**What you need to do:**
Check each line of the listing below for the string "maxHeight", and copy the ones that have it.

'''

PR #167, opened 2021-07-07
fix: increase Select maxHeight to 328px

dexterca:
Some consumers have concerns that the `maxHeight` of the `<Select` popover is too small. There are probably a couple different ways to solve this but this seemed the most simplistic since most mobile devices are taller than 328px.

If anyone has any other ideas I'm open to other options.

The complaint we are getting is that with rating-type questions that require ten or more options, the user might think the ratings stop at four when in fact options go up to ten. 

BEFORE | AFTER
-- | --
Screen Shot 2021-07-07 at 2 52 37 PM | Screen Shot 2021-07-07 at 2 18 03 PM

'''

**Final answer:**
fix: increase Select maxHeight to 328px
Some consumers have concerns that the `maxHeight` of the `<Select` popover is too small. There are probably a couple different ways to solve this but this seemed the most simplistic since most mobile devices are taller than 328px.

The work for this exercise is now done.